• What the task asks
Could you please find each line in the records that contains the word "https" and copy it?

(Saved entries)
****************
PR #1067, opened 2022-02-28
UX-253 Add CheckboxCard component

jonambas:
### What Changed
- Adds `CheckboxCard` and `CheckboxCard.Group` components

### How To Test or Verify
- Run libby and visit: http://localhost:9001/?path=CheckboxCard__basic-usage
- Verify all the stories work correctly
- Verify the component matches the mockups: https://www.figma.com/file/kbeuqghvpagMmaLWwqszQo/Forms?node-id=279%3A269

### PR Checklist

### DIFF
--- a/packages/matchbox/src/components/CheckboxCard/CheckboxCard.tsx
+++ b/packages/matchbox/src/components/CheckboxCard/CheckboxCard.tsx
@@ -61,7 +61,7 @@ const CheckboxCard = React.forwardRef<HTMLInputElement, CheckboxCardProps>(funct
               <StyledChecked size="1.25rem" as={CheckBox} />
             </Box>
           </Box>
-          <Box flex="1" pl="300">
+          <Box flex="1" pl={isSmall ? '400' : '300'}>
             <StyledHeader
               data-id="radio-card-header"
               fontSize={isSmall ? '200' : '300'}
@@ -76,9 +76,10 @@ const CheckboxCard = React.forwardRef<HTMLInputElement, CheckboxCardProps>(funct
           <Box
             data-id="checkbox-card-content"
             pt={isSmall ? '0' : '200'}
-            pl={isSmall ? '450' : '0'}
-            fontSize={isSmall ? '100' : '300'}
-            lineHeight={isSmall ? '100' : '300'}
+            pl={isSmall ? '500' : '0'}
+            fontSize={isSmall ? '200' : '300'}
+            lineHeight={isSmall ? '200' : '300'}
+            color={isSmall ? 'gray.700' : 'gray.900'}
           >
             {children}
           </Box>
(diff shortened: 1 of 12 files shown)


packages/matchbox/src/components/CheckboxCard/CheckboxCard.tsx
```diff
@@ -0,0 +1,96 @@
...
+        ref={userRef}
+        type="checkbox"
+        value={value}
+        {...rest}
+      />
+      <StyledLabel as="label" htmlFor={id} $size={size}>
+        <Box display="flex">
+          <Box flex="0 0 auto" width={isSmall ? '200' : '400'}>
+            <Box position="absolute" top={isSmall ? '100' : '500'} left={isSmall ? '200' : '500'}>
+              <StyledUnchecked size="1rem" as={CheckBoxOutlineBlank} />
```
logansparlin, line 60: The sizing and spacing here is wrong. The checkbox on the large card is currently 12px x 12px and should be 16x16, and the spacing to the right of the checkbox should be 12px but it looks a little off

packages/matchbox/src/components/CheckboxCard/CheckboxCard.tsx
```diff
@@ -0,0 +1,96 @@
...
+              <StyledChecked size="1rem" as={CheckBox} />
+            </Box>
+          </Box>
+          <Box flex="1" pl="300">
+            <StyledHeader
+              data-id="radio-card-header"
+              fontSize={isSmall ? '200' : '300'}
+              lineHeight={isSmall ? '200' : '400'}
```
logansparlin, line 68: lineHeight here should be `300` not `400`

packages/matchbox/src/components/CheckboxCard/CheckboxCard.tsx
```diff
@@ -0,0 +1,96 @@
...
+            </StyledHeader>
+          </Box>
+        </Box>
+        {children && (
+          <Box
+            data-id="checkbox-card-content"
+            pt={isSmall ? '0' : '200'}
+            pl={isSmall ? '450' : '0'}
+            fontSize={isSmall ? '100' : '300'}
+            lineHeight={isSmall ? '100' : '300'}
```
logansparlin, line 81: I think lineHeight and fontSize here when small should be `200`

logansparlin (changes requested):
A few styling comments but overall looks good. Might be for another ticket but there's probably some cleanup and refactoring that could be done to minimize the duplication between parts of the small CheckboxCard and the small RadioCard

packages/matchbox/src/components/CheckboxCard/CheckboxCard.tsx
jonambas: Hmm looks like the react icons have 4px padding built in

packages/matchbox/src/components/CheckboxCard/CheckboxCard.tsx
jonambas: Looks like this is sent to 400 to account for the extra padding in the icons, same as RadioCard

jonambas: Its a bit offset without it
Screen Shot 2022-03-02 at 9 01 08 AM

logansparlin (approved):
Looks good, matches the mocks now and the spacing feels a lot better

PR #1097, opened 2022-08-19
Updated RadioCard component and content to have 100% height

llacava:
### What Changed

- The height of radio card component and to 100% and also from its content 
- In a specific use case from subaccount stuff we got this result currently: 

image

vs the expected one: 
image


nstanard (approved):
LGTM!

PR #1098, opened 2022-08-24
build: fix type compilation

jonambas:
### What Changed
- Temporarily removes the `terser` plugin. Was causing a `Error: kill EPERM` error. Need to find an alternative.
- Fixes the types compiled from the build scripts by changing tsconfig's base url. They were missing before. No idea why this works.

### How To Verify
- Run `npm run build`
- Verify that the types are generated in `the dist` folders. Only affects `matchbox` and `matchbox-icons`


logansparlin (approved):
looks good and seems to fix the build

PR #1124, opened 2025-07-08
TASK-10510: Bumping up version of NodeJS to 22.x

dkoerichbird:
This package is a dependency for [support-docs](https://github.com/SparkPost/support-docs) to build, and like there, I am bumping the version of NodeJS here. However, since I am not familiar with this development environment, I focused on building the libraries only. Since there is no history of previous runs of GH actions, I don't know if the checks that are failing here were already failing before.


viniciusgiles:
>Since there is no history of previous runs of GH actions, I don't know if the checks that are failing here were already failing before.

@dkoerichbird The checks passed in your first commits in this PR, but now are failing after the version bumps and other changes. Let's make sure that all checks pass before merging.

PR #1125, opened 2025-07-09
TASK-10510: Bump version of Node.js to 22.x

dkoerichbird:
This package is a dependency for [support-docs](https://github.com/SparkPost/support-docs), and like there, I am bumping the version of Node.js here.


dkoerichbird:
I am withdrawing this PR since the issue with the `support-docs` could be solved. But I feel we have a schedule encounter with this subject in the future...

PR #142, opened 2022-08-17
Fix Public Gallery environment detection issue

meisekimiu:
A tricky thing we didn't catch in the original PR was that the `archives` property on the GalleryComponent class was being intialized before the `environment` property. As a result, when loading in Featured Archives, the environment property was still undefined and could not detect when the application was in production mode, making it unable to load the production Featured Archives data. This fixes this issue by explicitly defining the `environment` property in `getFeaturedArchives` so this initialization issue doesn't happen.

I also fixed some CSS that doesn't cause any issues with archives but does cause issues in the rare case there are no featured archives (when the fixed bug is active or on the staging environment for example).

Picture of both bugs:

Notice:
- the lack of archives even though this is production and it should be loading from our array of static data
- the weird scrollbars on the side of the screen

This fixes both of those.

### DIFF
--- a/src/app/gallery/components/gallery/gallery.component.scss
+++ b/src/app/gallery/components/gallery/gallery.component.scss
@@ -8,7 +8,6 @@
 }
 
 .public-gallery {
-  overflow-x: hidden;
   padding: 0 2em;
   color: #131b4a;
   max-width: 1080px;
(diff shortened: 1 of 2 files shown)


liam-lloyd (approved):
If I'm understanding correctly the bug never appeared locally anyway, so we can't test this fix locally. The code looks good, so approved.

meisekimiu:
Thanks! There's a unit test failure due to that pesky random Manage Tags test failure, but they pass locally without issue:



Going to merge now!

PR #144, opened 2022-08-18
Delete Unused Components

meisekimiu:
This PR deletes several unused components from the codebase. These components were mostly found by:
- Generating a list of all components
- Subtracting out all components that are attached to a route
****************
• Completed task
- Verify the component matches the mockups: https://www.figma.com/file/kbeuqghvpagMmaLWwqszQo/Forms?node-id=279%3A269
This package is a dependency for [support-docs](https://github.com/SparkPost/support-docs) to build, and like there, I am bumping the version of NodeJS here. However, since I am not familiar with this development environment, I focused on building the libraries only. Since there is no history of previous runs of GH actions, I don't know if the checks that are failing here were already failing before.
This package is a dependency for [support-docs](https://github.com/SparkPost/support-docs), and like there, I am bumping the version of Node.js here.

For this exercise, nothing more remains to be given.